----- Dataset

PR #952, opened 2026-03-02
Clean up the mess

gonzaponte:
This PR:

- Removes Penthesilea out of the way so we don’t need to maintain it going forward
- Cleans up unused files, imports, variables, and other dead code
- Makes no changes to production logic — this is purely cosmetic
- Adds pyflakes to the dependencies and a GHA step that verifies the source files for errors or unused code.


invisible_cities/database/test_data/dst_NEXT_v1_00_05_Kr_ACTIVE_0_0_7bar_PMP_10evt.h5
jwaiton, line 1: Is it a good idea to remove all these files? I'm assuming it's not an issue as they'll be retrievable historically, but I'd prefer it such that if someone did need to resurrect penthesilea, they'd be able to ensure the tests still work :)

invisible_cities/cities/beersheba.py
```diff
@@ -336,7 +336,7 @@ def drop_isolated( distance   : List[float],
         drop = drop_isolated_sensors(distance, redist_var)
     elif len(distance) == 3:
         if nhits is None:
-            raise TypeError(f"Applying 3-dimensional dropping of isolated hits requires parameter nhits which is missing.")
+            raise TypeError("Applying 3-dimensional dropping of isolated hits requires parameter nhits which is missing.")
```
jwaiton, line 339: For my understanding, is there a particular stylistic reason for the recent purging of f-strings? I understand that they're not doing anything here, but they also do no harm right?

invisible_cities/core/testing_utils_test.py
```diff
@@ -75,7 +75,7 @@ def test_assert_tables_equality_fails_different_names():
         assert_tables_equality(table1, table2)
 
 
-def test_assert_tables_equality_fails_different_values():
+def test_assert_tables_equality_fails_different_values_2():
```
jwaiton: Nitpicky, but I think this test should sit next to its sibling `test_assert_tables_equality_fails_different_values()`, or its name should be more descriptive, perhaps `test_assert_tables_equality_fails_different_columns` based on the descriptive comment.

invisible_cities/reco/corrections_test.py
```diff
@@ -290,7 +290,7 @@ def test_get_normalization_factor_region_norm_raises_exception_when_no_range(map
                   get_normalization_factor,
                   map_e, NormStrategy.region, **options)
 
-def test_get_normalization_factor_custom_norm_raises_exception_when_no_value(map_filename):
+def test_get_normalization_factor_custom_norm_raises_exception_when_no_value_2(map_filename):
```
jwaiton: As far as I can tell `test_get_normalization_factor_custom_norm_raises_exception_when_no_value()` and `test_get_normalization_factor_custom_norm_raises_exception_when_no_value_2()` are identical right? Why have both?

jwaiton (changes requested):
Looks good! Glad to see a museum being opened 🥳 

I have a few relatively mundane comments, otherwise it looks ready to go!

invisible_cities/cities/beersheba.py
gonzaponte: Perhaps the strongest reason is that it is misleading: it signals an intention that isn't there. Something like this depends on something, when it doesn't.

invisible_cities/database/test_data/dst_NEXT_v1_00_05_Kr_ACTIVE_0_0_7bar_PMP_10evt.h5
gonzaponte: Mmm, I agree with your logic, but I am also weary of all the mess we are keeping around. I will move them to the museum as well.

invisible_cities/reco/corrections_test.py
gonzaponte: It seems they are the same indeed. I just changed the name cause pyflakes was complaining and didn't pay attention. Will delete the duplicate.

jwaiton (approved):
This PR implements some 'spring cleaning' of the repository, removing an unused city and all its related components, improving the cosmetics and implementing pyflakes within our GHA testing suite.

Great work :)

----------

* **About this exercise**
Write out exactly the lines above from the line with "- Removes Penthesilea" through the line with "jwaiton, line 1: Is", both of them included, and leave out all other lines.

* **The answer**
- Removes Penthesilea out of the way so we don’t need to maintain it going forward
- Cleans up unused files, imports, variables, and other dead code
- Makes no changes to production logic — this is purely cosmetic
- Adds pyflakes to the dependencies and a GHA step that verifies the source files for errors or unused code.


invisible_cities/database/test_data/dst_NEXT_v1_00_05_Kr_ACTIVE_0_0_7bar_PMP_10evt.h5
jwaiton, line 1: Is it a good idea to remove all these files? I'm assuming it's not an issue as they'll be retrievable historically, but I'd prefer it such that if someone did need to resurrect penthesilea, they'd be able to ensure the tests still work :)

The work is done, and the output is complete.